Düsseldorfer Tabelle 2018 (Schürmann, FamRB 2018, 32)

Seit Jahren begleitet der Verfasser im FamRB die jeweiligen Neufassungen der Düsseldorfer Tabelle mit einem erläuternden Beitrag für die Beratungspraxis. Auch in 2018 besteht wieder einiger Erklärungsbedarf: So sind u.a. die Bedarfssätze der 2. bis 10. Einkommensgruppe aufgrund der Erhöhung des Mindestunterhalts minderjähriger Kinder angehoben worden, während der Bedarf volljähriger Kinder in 2018 unverändert geblieben ist. Auch die Einkommensgruppen haben sich stark verändert und der Bedarfskontrollbetrag ist gestiegen, während die Selbstbehalte unverändert geblieben sind.

  1. Vorbemerkung
  2. Veränderte Einkommensgruppen
  3. Die Tabellensätze
  4. Praktische Auswirkungen
  5. Anzurechnendes Kindergeld und Einkommen
  6. Der notwendige Selbstbehalt
  7. Ausblick

1. Vorbemerkung
Erwartungsgemäß ist zum 1.1.2018 die Neufassung der Düsseldorfer Tabelle in Kraft getreten. Wie in den Vorjahren beruht die Tabelle auf einer Übereinkunft aller Oberlandesgerichte. Dieser waren interne Diskussionen im OLG Düsseldorf sowie Vorarbeiten der Unterhaltskommission der Deutschen Familiengerichtstags vorausgegangen. Neben der turnusmäßigen Anhebung des Mindestunterhalts gibt es erhebliche weitere Veränderungen, die vor allem die Struktur der Einkommensgruppen sowie den Bedarf volljähriger Kinder betreffen.

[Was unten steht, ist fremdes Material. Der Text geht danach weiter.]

PR #2208, opened 2024-12-16
source-braintree-native: update `transactions` to fetch updates

Alex-Bair:
**Description:**

Previously, the `transactions` stream only incrementally captured creates since Braintree does not expose the `updated_at` field for API searches.

The `transactions` stream has been updated to capture updates, assuming Braintree's `updated_at` field is just the latest of the various searchable `???ed_at` fields. The strategy is:
1. Get the unique ids of all transactions that have been created, voided, settled, etc. (i.e. figure out what transactions have been
updated) in the date window.
2. Request the full transaction objects associated with the unique ids fetched in step 1. A scatter/gather strategy is used to fetch batches of transactions, yielding them via an `asyncio.Queue` as they arrive.

The `transactions` stream also has a distinct backfill task now. It ignores any documents with an `updated_at` field that's after the cutoff date, meaning that the incremental task will pick up the updated document.

**Workflow steps:**

Docs should be updated to reflect that the `transactions` stream captures updates and does not require regular backfills.

**Notes for reviewers:**

- Snapshot tests passed.
- The number of unique `transactions` document IDs in a date window fetched by `_fetch_unique_updated_transaction_ids` equals the number of documents yielded with the scatter/gather strategy within `fetch_transactions`.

Die bisher maßgebliche Tabellenstruktur stammt aus dem Jahr 2008 und erforderte nach 10 Jahren eine gründliche Überarbeitung. Schon seit längerem wurde die Gestaltung der Einkommensgruppen aufgrund der Anhebungen beim Mindestunterhalt und Selbstbehalt als nicht mehr sachgerecht empfunden.  Dabei ist zu bedenken, dass sich die Funktion der Düsseldorfer Tabelle im Lauf der Jahre verändert hat, ohne dass dies ihrem äußeren Erscheinungsbild anzusehen wäre. Bis zum Jahr 2000 waren die Tabellensätze nicht am tatsächlichen Lebensbedarf orientiert. So lagen der Regelunterhalt minderjähriger Kinder (§ 1615f BGB a.F.) und die späteren Regelbeträge bewusst unterhalb des notwendigen Bedarfs, um bei geringen Einkommen nicht regelmäßig mit dem Einwand mangelnder Leistungsfähigkeit konfrontiert zu werden.  Auch in den höheren Einkommensgruppen spielte der Verteilungsgedanke damals eine größere Rolle als die Deckung eines Mindestbedarfs – ein System, welches das Unterhaltsrechtsreformgesetz von 1998 bewusst beibehalten hatte.  Das Prinzip der Bedarfsdeckung liegt (in verdeckter Form) erstmals der zum 1.1.2001 veränderten Anrechnung des Kindergeldes (§ 1612b Abs. 5 BGB a.F.) zugrunde. Seit der Unterhaltsreform von 2008 bildet das sozialrechtliche Existenzminimum explizit die Bemessungsgrundlage für den Mindestunterhalt.  Der nach drei Altersstufen gestaffelte Mindestunterhalt (= Mindestbedarf) nimmt für sich in Anspruch, den laufenden monatlichen Lebensbedarf eines Kindes auszuweisen. Dem entsprechen die in der ersten Einkommensgruppe für minderjährige Kinder maßgeblichen Beträge (§ 1612a BGB).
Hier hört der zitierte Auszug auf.